In the spirit of getting my retaliation in first, I decided to put some meat on the bones of my argument. Where better to start than the heavyweight British film magazine Sight And Sound.
Every 10 years since 1952 Sight And Sound has asked critics around the world to nominate what they consider to be the 10 best films of all time. In 2002, as well as polling 145 critics, the magazine separately polled 108 directors whose tastes, predictably, proved to be more mainstream.
It needs to be said that everyone involved in this exercise takes cinema extremely seriously. Those who go to movies out of habit or treat them as an extension of TV, something to chill out in front of while guzzling popcorn, will find very little that rings a bell.
Having failed to make the cut in 1952, Orson Welles' Citizen Kane (1941) has topped every poll since. While the casual viewer might regard Kane as a powerful melodrama on a well-worn theme (man gains world, loses soul, true love etc in process), film buffs adore its array of technical innovations, notably deep focus photography.
By making the background as clear as the foreground, deep focus enabled a new way of storytelling. For instance, in the same shot an unfaithful wife and her lover can be exchanging suggestive whispers on the dance-floor while her husband watches from the far end of the ballroom, murderous intent written all over his face.
The most recent film in the critics' Top 10 is The Godfather, part two of which came out in 1974. Only one post-1980 film made their top 45 - 1982's Blade Runner.
The directors are marginally less inclined to fossick around in the mists of time - both The Godfather and Raging Bull (1980) make their Top 10 - and they also find room for two other relatively accessible movies: Lawrence Of Arabia and the end-of-the-world satire Dr Strangelove.
I could claim resounding vindication and leave it at that but that wouldn't be in the festive spirit or in keeping with this column's strenuous pretensions to being at the socio-cultural cutting edge. Besides, for all their merits, revolting Russian sailors (Battleship Potemkin, 1925) and post-war Italian neo-realism (Bicycle Thieves, 1948) don't really do the trick on those nights when we hanker for the aesthetic equivalent of red meat.
Therefore in case the golden summer we crave doesn't eventuate and in the hope that readers have access to an excellent video shop, here are my choice of the best 40 films of the last 40 years.
The Sixties: The Battle Of Algiers; Blow-Up; Bonnie And Clyde; Stolen Kisses; Bullitt; Z; Once Upon A Time In The West; The Conformist; Fellini's Satyricon; The Wild Bunch; MASH.
The Seventies: Claire's Knee; Investigation Of A Citizen Above Suspicion; Dirty Harry; A Clockwork Orange; The French Connection; The Godfather Parts 1 and 2; Just Before Night; Last Tango In Paris; Don't Look Now; Pat Garrett And Billy The Kid; The Conversation; Chinatown; The Man Who Would Be King; Nashville; Taxi Driver; Cross Of Iron; Apocalypse Now.
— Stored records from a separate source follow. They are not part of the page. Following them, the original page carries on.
PR #1198, opened 2018-03-24
add acceptance test to verify default values

bastelfreak:


ekohl:
You can add [port](http://serverspec.org/resource_types.html#port) to verify it's listening on port 80 with tcp.

bastelfreak:
@ekohl implemented
@oranenj fixed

The Eighties: Raging Bull; Blade Runner; Betty Blue.
The Nineties: Miller's Crossing; Barton Fink; Unforgiven; Pulp Fiction; The Usual Suspects; Heat; The Big Lebowski.
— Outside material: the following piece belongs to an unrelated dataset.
PR #236, opened 2021-02-19
Hotfix timur manifests

coleshaw:
This PR fixes the manifest page on Timur, because the routes changed but the components didn't follow...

So far this century: Mulholland Drive.
Not surprisingly, this list bolsters my case; indeed 25 of the 40 films came out between 1965 and 1975.
As is inevitable, there are glaring omissions, the most notable probably being 2001: A Space Odyssey which came in at number six on the critics' all-time list.
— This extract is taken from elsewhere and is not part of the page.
PR #240, opened 2021-02-22
Zc/archimedes local executor qol improvements

corps:
This PR includes fixes to getting the local archimedes script executor (for running and testing individual scripts), as well as the introduction of a workflow executor (running cwls with scripts included in them) from the CLI.

This also demonstrates my idea of using run names to signal to a client UI how to behave.  I'll annotate more details.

My take on 2001 is that it's a classic example of how once something has been deemed profound by a sector of the critical fraternity, many people will repeat the mantra rather than admit that they can't make head or tail of it. I could add that it does a good job of conveying the paralysing boredom of space travel.
Another notable omission is Jane Campion's lavishly praised The Piano. I'm sure I'm in the minority but it will be interesting to see which side posterity comes down on.
The nineties outperform the eighties largely because of the contribution of Joel and Ethan Coen who, with due acknowledgement to Quentin Tarantino, are the most talented and original film-makers of their generation. '
If you haven't seen a Coen Brothers movie, I urge you to do so.
Perhaps, though, you should make their acquaintance via something other than The Big Lebowski.